* **Your task**
An exact copy of the listing below is required.
_ _ _ _ _
PR #165, opened 2026-04-15
fix: escape LIKE wildcards in ListChats, ListGroups, and SearchContacts

hobostay:
## Summary

- **Fix LIKE wildcard injection in 3 search functions**: `ListChats`, `ListGroups`, and `SearchContacts` built their SQL `LIKE` needles directly from user input (`"%" + query + "%"`) without escaping `%` and `_` wildcards. The `escapeLIKE()` helper already existed and was correctly used in `searchLIKE()`, but these three functions were missed. A user searching for `"100%"` would match any chat with `"100"` followed by any characters, rather than only chats literally containing `"100%"`.
- **Fix `truncate()` to handle multi-byte UTF-8 correctly**: The function used byte-based slicing (`len(s)`, `s[:max]`) which could split multi-byte characters (Chinese, emoji, etc.) and produce invalid UTF-8 output. Changed to rune-based slicing.

### LIKE wildcard escape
_ _ _ _ _
* **Worked solution**
PR #165, opened 2026-04-15
fix: escape LIKE wildcards in ListChats, ListGroups, and SearchContacts

hobostay:
## Summary

- **Fix LIKE wildcard injection in 3 search functions**: `ListChats`, `ListGroups`, and `SearchContacts` built their SQL `LIKE` needles directly from user input (`"%" + query + "%"`) without escaping `%` and `_` wildcards. The `escapeLIKE()` helper already existed and was correctly used in `searchLIKE()`, but these three functions were missed. A user searching for `"100%"` would match any chat with `"100"` followed by any characters, rather than only chats literally containing `"100%"`.
- **Fix `truncate()` to handle multi-byte UTF-8 correctly**: The function used byte-based slicing (`len(s)`, `s[:max]`) which could split multi-byte characters (Chinese, emoji, etc.) and produce invalid UTF-8 output. Changed to rune-based slicing.

### LIKE wildcard escape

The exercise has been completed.